Geçtiğimiz hafta görüştüğümüz SPÖ asıllı eski Cumhurbaşkanı Heinz Fischer, ÖVP’nin beyinlerinden Siyaset Akademisi Onursal Başkanı Werner Fasslabend ve adını vermek istemediğim birçok kişi de, Türkiye-Avusturya ilişkilerinin olumlu yönde seyretmesinin, en başta Avusturya’da yaşayan 300 bin Türkiye göçmeninin çıkarına olduğu konusunda hemfikir. Bizim de dileğimiz budur.
Bunun için artık negatif dili bırakıp bardağın dolu tarafını görerek dostluk ve barış için çalışmak gerekiyor. Ankara hükümetinden ricamız, sakince olayları takip etmesi ve sert tepkilerden kaçınmasıdır. Burada, yeni atanan ve Alman diline vâkıf yeni Büyükelçimize büyük görevler düşmektedir. Bu konuda herkes, elinden gelen desteği vererek ve sorunları, partiler üstü görerek, gurur yapmadan çözmeye gayret etmelidir. Tabii ki yanlışlar olursa eleştirilir ama kullandığımız dile dikkat etmemiz gerekir.
Avusturya ile Türkiye arasında, en başta ekonomik yatırımlar artırılmalıdır. Turist sayısının artırılması gerekir. Bunun için gerekli olan olumlu ortamın yaratılması adına, en başta Avusturya’da yaşayan Türk asıllı Avusturya vatandaşları olarak bizlerin, her iki tarafı da anlayarak ve empati kurarak, insanlar arasında dostluk ve güven atmosferi oluşturması gerekiyor.
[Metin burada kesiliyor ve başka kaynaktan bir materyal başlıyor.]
Issue #2368, opened 2019-11-30
STM: Enhance TArray


jdegoes:
`zio.stm.TArray` is missing many useful methods:

 - `find` to find an element
 - `indexOf` to get the index of a matching element
 - etc.

Probably 10 or so helpful utility methods could be added to `TArray` to make summarizing and retrieving information from the array more useful.

I would look on methods of `Array` / `Vector` in Scala and see which ones would be a good fit for `TArray`.

horned-sphere:
I'd like to have a go at this one. I've made a start but need to add in some tests yet.

horned-sphere:
I've made a [PR for this](https://github.com/zio/zio/pull/2446). Hopefully I haven't gone too far with adding methods.

mijicd:
Closed by #2446.

PR #2446, opened 2019-12-08
New search and aggregation methods on TArray.

horned-sphere:
This will complete #2368.

### DIFF
--- a/core/shared/src/main/scala/zio/stm/TArray.scala
+++ b/core/shared/src/main/scala/zio/stm/TArray.scala
@@ -26,6 +26,65 @@ class TArray[A] private (val array: Array[TRef[A]]) extends AnyVal {
     if (0 <= index && index < array.length) array(index).get
     else STM.die(new ArrayIndexOutOfBoundsException(index))
 
+  /** Finds the result of applying a partial function to the first value in its domain. */
+  final def collectFirst[B](pf: PartialFunction[A, B]): STM[Nothing, Option[B]] =
+    find(pf.isDefinedAt).map(_.map(pf))
+
+  /** Finds the result of applying an STM partial function to the first value in its domain. */
+  final def collectFirstM[E, B](pf: PartialFunction[A, STM[E, B]]): STM[E, Option[B]] =
+    find(pf.isDefinedAt).flatMap {
+      case Some(a) => pf(a).map(Some(_))
+      case _       => STM.succeed(None)
+    }
+
+  /** Determine if the array contains a specified value. */
+  final def contains(a: A): STM[Nothing, Boolean] = exists(_ == a)
+
+  /** Count the values in the array matching a predicate. */
+  final def count(predicate: A => Boolean): STM[Nothing, Int] = fold(0) { (n, a) =>
+    if (predicate(a)) n + 1 else n
+  }
+
+  /** Count the values in the array matching an STM predicate. */
+  final def countM[E](predicate: A => STM[E, Boolean]): STM[E, Int] = foldM[E, Int](0) { (n, a) =>
+    predicate(a).map(result => if (result) n + 1 else n)
+  }
+
+  /** Determine if the array contains a value satisfying a predicate. */
+  final def exists(predicate: A => Boolean): STM[Nothing, Boolean] = find(predicate).map(_.isDefined)
+
+  /** Determine if the array contains a value satisfying an STM predicate. */
+  final def existsM[E](predicate: A => STM[E, Boolean]): STM[E, Boolean] =
+    countM(predicate).map(_ > 0) //Existence should not be order dependent so the entire array needs to be observed.
+
+  /** Find the first element in the array matching a predicate. */
+  final def find(predicate: A => Boolean): STM[Nothing, Option[A]] =
+    if (array.isEmpty) STM.succeed(None)
+    else
+      array.head.get.flatMap { a =>
+        if (predicate(a)) STM.succeed(Some(a))
+        else new TArray(array.tail).find(predicate)
+      }
+
+  /** Find the last element in the array matching a predicate. */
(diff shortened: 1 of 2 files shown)


core/shared/src/main/scala/zio/stm/TArray.scala
```diff
@@ -39,10 +98,124 @@ class TArray[A] private (val array: Array[TRef[A]]) extends AnyVal {
...
+
+  /** Atomically reduce the array by a binary operator. */
+  final def reduce(op: (A, A) => A): STM[Nothing, A] =
+    if (array.isEmpty) STM.die(new UnsupportedOperationException("reduction of empty array"))
+    else
+      array.head.get
+        .flatMap(h => new TArray(array.tail).fold(h)((m, a) => op(m, a)))
+
+  /** Atomically reduce the array by an STM binary operator. */
+  final def reduceM[E](op: (A, A) => STM[E, A]): STM[E, A] =
```
jdegoes: I would nuke this one and `reduce`, because they can blow up. The safer versions are much nicer to work with!

core/shared/src/main/scala/zio/stm/TArray.scala
```diff
@@ -39,10 +98,124 @@ class TArray[A] private (val array: Array[TRef[A]]) extends AnyVal {
...
+    val len = array.length
+    def forIndex(i: Int): STM[E, Int] =
+      if (i >= len) STM.succeed(-1)
+      else apply(i).flatMap(a => predicate(a).flatMap(result => if (result) STM.succeed(i) else forIndex(i + 1)))
+
+    if (from >= 0) forIndex(from) else STM.succeed(-1)
+  }
+
+  /** The last entry in the array. */
+  final def last: STM[Nothing, A] =
```
jdegoes: I would make this `lastOption` and nuke `last`.

core/shared/src/main/scala/zio/stm/TArray.scala
```diff
@@ -39,10 +98,124 @@ class TArray[A] private (val array: Array[TRef[A]]) extends AnyVal {
...
+  /** Atomically evaluate the conjunction of an STM predicate across the members of the array. */
+  final def forallM[E](predicate: A => STM[E, Boolean]): STM[E, Boolean] =
+    countM(predicate).map(_ == array.length) //Universal quantification should not be order dependent so the entire array needs to be observed.
+
   /** Atomically performs side-effect for each item in array */
   final def foreach[E](f: A => STM[E, Unit]): STM[E, Unit] =
     this.foldM(())((_, a) => f(a))
 
+  /** The head of the array. */
+  final def head: STM[Nothing, A] =
```
jdegoes: I would nuke this one and only keep `headOption`, but instead rename it to `firstOption` for symmetry with `lastOption`.

core/shared/src/main/scala/zio/stm/TArray.scala
horned-sphere: I agree entirely; I was just trying to stay as close to Seq as possible. More than happy to get rid of them!

core/shared/src/main/scala/zio/stm/TArray.scala
```diff
@@ -26,6 +26,65 @@ class TArray[A] private (val array: Array[TRef[A]]) extends AnyVal {
...
+  /** Determine if the array contains a value satisfying a predicate. */
+  final def exists(predicate: A => Boolean): STM[Nothing, Boolean] = find(predicate).map(_.isDefined)
+
+  /** Determine if the array contains a value satisfying an STM predicate. */
+  final def existsM[E](predicate: A => STM[E, Boolean]): STM[E, Boolean] =
+    countM(predicate).map(_ > 0) //Existence should not be order dependent so the entire array needs to be observed.
+
+  /** Find the first element in the array matching a predicate. */
+  final def find(predicate: A => Boolean): STM[Nothing, Option[A]] =
+    if (array.isEmpty) STM.succeed(None)
```
mijicd: Maybe express it in terms of `fold`?

core/shared/src/main/scala/zio/stm/TArray.scala
```diff
@@ -26,6 +26,65 @@ class TArray[A] private (val array: Array[TRef[A]]) extends AnyVal {
...
+  /** Find the last element in the array matching a predicate. */
+  final def findLast(predicate: A => Boolean): STM[Nothing, Option[A]] =
+    new TArray(array.reverse).find(predicate)
+
+  /** Find the last element in the array matching an STM predicate. */
+  final def findLastM[E](predicate: A => STM[E, Boolean]): STM[E, Option[A]] =
+    new TArray(array.reverse).findM(predicate)
+
+  /** Find the first element in the array matching an STM predicate. */
+  final def findM[E](predicate: A => STM[E, Boolean]): STM[E, Option[A]] =
```
mijicd: This one can probably be expressed in terms of `foldM`.

core/shared/src/main/scala/zio/stm/TArray.scala
horned-sphere: The reason I did not was so that it could return early at the first match. TArray doesn't have a foldWhile (like Chunk, for example). I'm happy to change it to use fold if you think it's better to keep it simpler. What do you think?

mijicd: Good point. Let's keep it this way, and add the combinators like foldWhile once we make an iteration to optimizer the transactional structures.

mijicd: Good point. Let's keep it this way, and add the combinators like foldWhile once we make an iteration to optimizer the transactional structures.

horned-sphere:
All the unsafe methods are now gone (except apply which was there already). headOption is now firstOption.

Tek şartla tabii: Eski hatalardan ders çıkararak.
ÖNÜMÜZDEKİ ALTI AY ÇOK ÖNEMLİ
Sayın Başbakan Binali Yıldırım, 2019 yılına kadar, Erzincan yöresinin suyu ve havasının kendisine verdiği hoşgörülü, güler yüzlü ve insancıl kişiliği ile özellikle Türkiye’nin en başta hukuk devleti olmasının altını çizerek bu konuda önemli ve yapıcı adımların atılmasına vesile olabilir veya en azından yanlışların durdurulmasını sağlayabilir.
Türkiye, Avusturya’nın düşmanı değildir. Tam tersine, 500 yıllık inişli çıkışlı ortak geçmişli kadim bir dostluk vardır. Türk milleti, “Yurtta barış, dünyada barış” diyerek Cumhuriyet’i kuran Mustafa Kemal Atatürk kılavuzluğunda, önce yurt içinde ve sonrasında yurt dışında atılan tüm barışçıl adımları desteklemektedir. Avusturya, 2018 yılının ikinci yarısında, Bulgaristan’dan sonra Avrupa Birliği Başkanlığı’nı üstlenecek. Önümüzdeki 6 aylık süre çok önemli. Önemli çalışmalara imza atılabilir. Avusturya bu konuda çok iyi niyetli. Türkiye’nin güçlü bir ekonomiye sahip olmasını, komşularına en başta hukuk devleti kuralları ile istikrar mesajları veren bir ülke olmasını isteyen Avusturya asıllı siyasi, medya, STK ve yatırımcılar çoğunluktadır. Burada Ankara hükümeti parti siyasetinden çıkarak Türkiye Cumhuriyeti ve tüm vatandaşların tümü için hakaret eden bir çizgiye eski takımları bırakarak sessiz ve sakince dostluk köprülerini tekrar atmalıdır. Türkiye kesinlikle Avusturya’yı kazanmak zorundadır. Bu, Avusturya için de geçerlidir.